= Tallahassee Tide =

Tallahassee Tide
| Founded | 2002 |
| Home ice | (proposed) Tallahassee-Leon County Civic Center |
| Based in | Tallahassee, Florida |
| Colors | Navy Blue, Teal, Red, White |
| League | Atlantic Coast Hockey League |
| Head coach | Darryl Noren |
| VP of Business Operations | Tom Whited |
| Owner | Bill Coffey |

The Tallahassee Tide were a proposed ice hockey team in the Atlantic Coast Hockey League. The team's proposed home rink was the Tallahassee-Leon County Civic Center.

==Formation==
On March 29, 2002, Bill Coffey said that the chances of hockey returning to Tallahassee was somewhere between "100 and 110%." The ACHL officially announce their formation on April 9. David Adams was announced as the investor looking to bring a team to Tallahassee. As early as April 25, a lease deal was close to completion, but on May 1, Adams backed out of owning the Tallahassee franchise to instead be a part investor in the Orlando Seals. Coffey said the team would look local investors and that it would not hinder hockey's return. On May 30, 2002, the Tallahassee Democrat published a story saying that the lease deal would likely be done within the week, and it also mentioned that the Tallahassee franchise was now owned by Coffey.

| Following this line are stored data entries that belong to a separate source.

PR #6105, opened 2024-07-31
fix(connlib): make Relay connectivity error log at ERROR level

jamilbk:
This almost always indicate a user-impacting connectivity error. For customers troubleshooting their Gateways by greping for `ERROR`, this will make these much easier to find.

### DIFF
--- a/rust/connlib/snownet/src/node.rs
+++ b/rust/connlib/snownet/src/node.rs
@@ -1530,7 +1530,7 @@ where
                     self.state.add_possible_socket(source);
                 }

One June 13, a story was published that citied the lack of office space for the team as the key bump in the road that was keeping a lease deal from being completed. Later that month, a story was published saying that the team would have a lease done in mid July. The office space was available, but Coffey decided to wait to sign and announce the lease until he announced the staff, colors, name, and logo.

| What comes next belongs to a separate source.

PR #6106, opened 2024-07-31
fix(portal): Fix placement of 'sign-in w/ providers' heading

bmanifold:
Small UI/UX change.  The 'Sign in with a configured provider' header was always being shown, even if the account didn't have an OIDC provider configured (i.e. all new accounts)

Despite the press saying a lease deal was imminent, a deal still had not closed by August 8, when the Tallahassee Democrat ran a story that explained that Coffey was concerned with the amount of practice time the team would get and the dates of the home games. It also mentioned that the Civic Center had made a good faith move to allow the Tide to move into the office even without a lease.

==Demise==
On August 10, 2002, the Tallahassee Democrat ran a story stating that the Civic Center's director had grown tired of waiting for Coffey to sign a lease deal, and he had issued a scathing ultimatum saying that the Tide had until Wednesday (Aug. 14) at 5 PM to sign a lease deal. Coffey said he was still concerned with the dates available.

On August 14, when a lease had not been signed, the ACHL announced the six teams for its inaugural season, and Tallahassee wasn't on the list. Coffey said that lack of support was not the reason Tallahassee didn't get a team and that the issue was arena availability for practice time and game dates.